• _Instructions to follow_
Please write out every record below exactly as it stands.

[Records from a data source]
PR #597, opened 2025-03-10
bridge circuit refactor tests and docs

aoengin:


circuits-lib/src/bridge_circuit/groth16.rs
```diff
@@ -1,94 +1,154 @@
...
+        let a = ark_bn254::G1Affine::deserialize_compressed(a_compressed)?;
+        let b = ark_bn254::G2Affine::deserialize_compressed(b_compressed)?;
+        let c = ark_bn254::G1Affine::deserialize_compressed(c_compressed)?;
+
+        Ok(CircuitGroth16Proof::new(a, b, c))
+    }
 
-    let mut claim_digest = Sha256::digest(concatenated);
-    claim_digest.reverse();
+    pub fn to_compressed(&self) -> Result<[u8; 128], SerializationError> {
```
mmtftr, line 60: Can this actually fail? If we're validating all elements when creating, why do we need to return a result here? If this cannot fail, let's replace unwraps with `except` and explain why it can't fail. If this can fail, then let's return the error instead of unwrapping

circuits-lib/src/bridge_circuit/groth16_verifier.rs
```diff
@@ -0,0 +1,95 @@
...
+    PREPARED_VK,
+};
+use super::groth16::CircuitGroth16Proof;
+use hex::ToHex;
+use sha2::{Digest, Sha256};
+use std::str::FromStr;
+
+pub fn create_output_digest(total_work: &[u8; 16]) -> [u8; 32] {
+    let total_work_digest: [u8; 32] = Sha256::digest(total_work).into();
+    let len_output: [u8; 2] = hex::decode("0200").unwrap().try_into().unwrap();
```
mmtftr, line 19: can we write the length in a u16 then encode? 

If len == 2, then it'd be:
```rs
let len_output: u16 = 2;

 let output_pre_digest: [u8; 98] = [
        &OUTPUT_TAG,
        &total_work_digest[..],
        &ASSUMPTIONS[..],
        &len_output.to_le_bytes(),
];
```

circuits-lib/src/bridge_circuit/groth16_verifier.rs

• _Task response_
PR #597, opened 2025-03-10
bridge circuit refactor tests and docs

aoengin:


circuits-lib/src/bridge_circuit/groth16.rs
```diff
@@ -1,94 +1,154 @@
...
+        let a = ark_bn254::G1Affine::deserialize_compressed(a_compressed)?;
+        let b = ark_bn254::G2Affine::deserialize_compressed(b_compressed)?;
+        let c = ark_bn254::G1Affine::deserialize_compressed(c_compressed)?;
+
+        Ok(CircuitGroth16Proof::new(a, b, c))
+    }
 
-    let mut claim_digest = Sha256::digest(concatenated);
-    claim_digest.reverse();
+    pub fn to_compressed(&self) -> Result<[u8; 128], SerializationError> {
```
mmtftr, line 60: Can this actually fail? If we're validating all elements when creating, why do we need to return a result here? If this cannot fail, let's replace unwraps with `except` and explain why it can't fail. If this can fail, then let's return the error instead of unwrapping

circuits-lib/src/bridge_circuit/groth16_verifier.rs
```diff
@@ -0,0 +1,95 @@
...
+    PREPARED_VK,
+};
+use super::groth16::CircuitGroth16Proof;
+use hex::ToHex;
+use sha2::{Digest, Sha256};
+use std::str::FromStr;
+
+pub fn create_output_digest(total_work: &[u8; 16]) -> [u8; 32] {
+    let total_work_digest: [u8; 32] = Sha256::digest(total_work).into();
+    let len_output: [u8; 2] = hex::decode("0200").unwrap().try_into().unwrap();
```
mmtftr, line 19: can we write the length in a u16 then encode? 

If len == 2, then it'd be:
```rs
let len_output: u16 = 2;

 let output_pre_digest: [u8; 98] = [
        &OUTPUT_TAG,
        &total_work_digest[..],
        &ASSUMPTIONS[..],
        &len_output.to_le_bytes(),
];
```

circuits-lib/src/bridge_circuit/groth16_verifier.rs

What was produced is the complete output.